Of those who couldn't even land such "plump" jobs, some became street hawkers - the bottommost feeders of the food chain.
王义元 Wong Yi Guan was one of them. Street hawkers carried their pantry, kitchen and the sink all in two containers or baskets slung across their shoulders. With these, they plied the streets looking for customers.
What did they sell?
Whatever that might attract customers and make some cash for sustenance and existence. In the Hainanese enclave of Beach Road, Middle Road, Seah Street and Purvis Street, Hainanese comfort dishes stood a better chance.
王义元 chose to sell Hainanese chicken rice, a hometown dish he knew well. It's a dish Hainanese families cook at home in Hainan Island even today.
Wong Yi Guan served the rice in the form of rice balls held together with grease rendered from chicken fat. This was the way it was done in Wong's hometown. The ladies would pack the chicken rice balls for the men working in the fields or hills who carried the chicken and rice balls for lunch.
These rice balls rich with flavour and aroma, have no need for plates, chopsticks or spoons - perfect for Wong's two basket stall.
王义元's chicken rice sold well. When he saved enough money, 王义元 moved into 桃园咖啡店, a Hainanese coffee shop at Purvis Street.
At 桃园咖啡店, 莫履瑞 Moh Lee Twee the founder of the legendary Swee Kee Chicken Rice 瑞记, worked for and learned his craft from 王义元.

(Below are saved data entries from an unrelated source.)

Issue #559, opened 2017-04-10
deprecations in react 15.5.0 


tswaters:
See the following for details: 

https://facebook.github.io/react/blog/2017/04/07/react-v15.5.0.html

createClass has moved from `react` to another package --

```diff
-var Component = React.createClass({
+var createReactClass = require('create-react-class');
+var Component = createReactClass({
```

propTypes have moved from `react` to another package --

```diff
-import React, {PropTypes} from 'react'
+import React from 'react'
+import PropTypes from 'prop-types';
```

`react-addons-test-utils` has moved to `react-dom/test-utils`:

```diff
-import TestUtils from 'react-addons-test-utils';
+import TestUtils from 'react-dom/test-utils';
```

pavanmehta91:
is the development on the repo active? Is it usable with the new reactjs version. If no then we could fork and change it and make our own version. Otherwise contribute towards the issue by PRs.

jquense:
There is already a PR for the propTypes fix. I'll take  another one switching to the createReactClass package. These are just warnings of upcoming changes. The package is still fully compatible with react 15.5

davidgoli:
@jquense it looks like the `rm prop-types` branch got merged, but the built packages in `lib/` haven't been updated. Probably the package just needs to be built, committed, and published to npm?

bigkrp:
I also have errors in console. It seams lib folder didn't updated

akraines:
I just updated to 15.5.4 (from 15.3.0) and suddenly none of my multiselect widget's are working. 
I get the following error: 
Uncaught Error: traverseParentPath(...): Cannot traverse from and to the same ID, ``.
Is there something else that I need to change?

akraines:
NM, problem is solved. Either by adding create-react-class to the project or by removing a different offending library.

davidgoli:
@akraines ' problem may be solved, but this issue is still an issue.

davidgoli:
@jquense would you please consider rebuilding the package to `dist/` and publishing to npm? that will fix deprecation warnings for a lot of people using your package. Thanks!

ericvilleneuve:
I'm having the same issue with `dist` not having been updated.
Also, I couldn't find a PR or a branch for a fix to switch to the createReactClass package. Is there already an effort put towards this?

jquense:
no one is working on the createReactClass switch for v3 v4 is already switched over.

ericvilleneuve:
Do you think v4 is close to a release?

[...]

PR #599, opened 2017-07-03
[v4] Bump dependencies to solve React 15 deprecations

vdh:
Bumping `react-component-managers` to `^3.0.2`, and `react-overlays` to `^0.7.0`, as mentioned in #559


jquense:
thanks!

PR #619, opened 2017-08-17
Fix aria-owns referencing hidden element

Filip0:
The multiselect input field has the aria-owns attribute referencing the elements that it owns.
On initial render when the popup containing the List has yet to be rendered, so the reference to that ID is invalid.


jquense:
Thanks for the PR! would you mind making this change for the other list components (dropdown, combobox, datetimepicker)?

PR #653, opened 2017-10-03
Use transpiled index.js instead of localizer.js

balmma:
Consistency across packages and no need do special handling for react-widgets-simple-number.

### DIFF
--- a/packages/localizer-simple-number/package.json
+++ b/packages/localizer-simple-number/package.json
@@ -2,7 +2,7 @@
   "name": "react-widgets-simple-number",
   "version": "4.0.2",
   "description": "A globalize.js localizer for react-widgets",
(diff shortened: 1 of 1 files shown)


jquense:
thanks! i'll push a release a bit later

samalexander:
@jquense, when are you planning to cut a release with this fix in? It is blocking us from using the NumberPicker component (outside of switching everything to Globalize). Thanks for all your help!

balmma:
For the time being you can transpile the localizer.js file manually (even online at  https://babeljs.io/repl/) and require the transpiled file directly. After the release you just have to change it back to the module.

obrejla:
Hi, when do you think the new version will be released? Thanks.

PR #661, opened 2017-10-09
Fixed ambiguous use of mixed operators

samalexander:
Added parentheses to a function of the simple-number localizer, which uses mixed operators. This makes the developer's intentions clearer and the code more readable.


jquense:
thanks!

Issue #577, opened 2017-05-22
[4.0.0-rc.13] Multiselect vertical alignment when spanning multiple lines


huan086:
Items in Multiselect get cut off when spanning multiple lines. Default vertical align for display:table seems to be middle, causing the cutoff. Solved by adding

```css
.rw-multiselect .rw-widget-picker > * { vertical-align: top; }
```

jquense:
can you post a picture of the visual glitch you are seeing? I've tested the MS with multi line tags and they work ok.

huan086:
![multiselect](https://user-images.githubusercontent.com/1448788/27825910-bbb37692-60e3-11e7-8427-a5689e66b092.png)

jquense:
I don't think this is a problem with the default styles of the multiselect since it works in our tests

![image](https://user-images.githubusercontent.com/339286/28219415-e1add4ca-6889-11e7-9620-8e804a2e19df.png)

Perhaps you have a conflict with your styles?

huan086:
Please test in Firefox. The alignment problem doesn't occur in Chrome, and IE.

JTFlan:
Yes, this issue only exists in Firefox from what i've noticed as well and the fix @huan086 made solves it for me

dikond:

Wong Yi Guan got his live chicken supply from nearby Beach Road Market.
When 桃园咖啡店 changed hands in the 1940s, 王义元 moved his chicken rice stall to 琼霖园咖啡店 at 43, Middle Road (site of Boon Sing Building today).
王义元 helped by his wife operated his chicken rice stall at 琼霖园咖啡店 till he was in his sixties (in the 1950s). At that time, Wong Yi Guan's chicken was known for its smooth skin and tender juicy flesh. Wong's chicken rice was also served with a chili sauce.
Commie Chicken Rice
How did the name Commie Chicken Rice 共产鸡饭 come about?
According to 王振春 authour of 昨日海南街 (Yesterday's Hainan Street) who was 王义元's neighbour, Wong was euphoric when the Chinese Communist Party proclaimed the People's Republic of China in 1949. Wong believed that the worst was over for China and to celebrate, he named his chicken rice stall 共产鸡饭 Communist Chicken Rice.
The 共产鸡饭 signboard quickly caught the attention of the authorities and they soon visited 王振春's stall. To avoid any trouble, 王振春 renamed his stall 王供産雞飯 Wong Kongsan Chicken Rice.
According to another version by Fu Yong Liang whose father owned 桃园咖啡店 where Wong had his first stall, Commie Chicken Rice was a name given by customers. Wong Yi Guan was an avid gambler and as gamblers do, sometimes they win but more often, they lose.
Whenever, he won or was on a winning streak, Wong would become obsessed and euphoric. He would concentrate on his bets and closed his stall suddenly by giving away all his unsold chicken. It was this "generosity" that earned him the nickname 共产伯爹 Uncle Commie and his stall Commie Chicken 共产鸡饭.
Uncle Commie had four sons - people called them Elder Commie, Second Commie and so forth.
When Wong retired, none of his four sons carried on his chicken rice business.
王供産雞飯 stall closed but Wong's legacy remained in the hundreds of chicken rice stalls all across Singapore, and his story forever in the food lore of the island.
Hainanese chicken rice is known around the world today - it all started as two baskets across Wong Yi Guan's shoulders in Singapore's Little Hainan.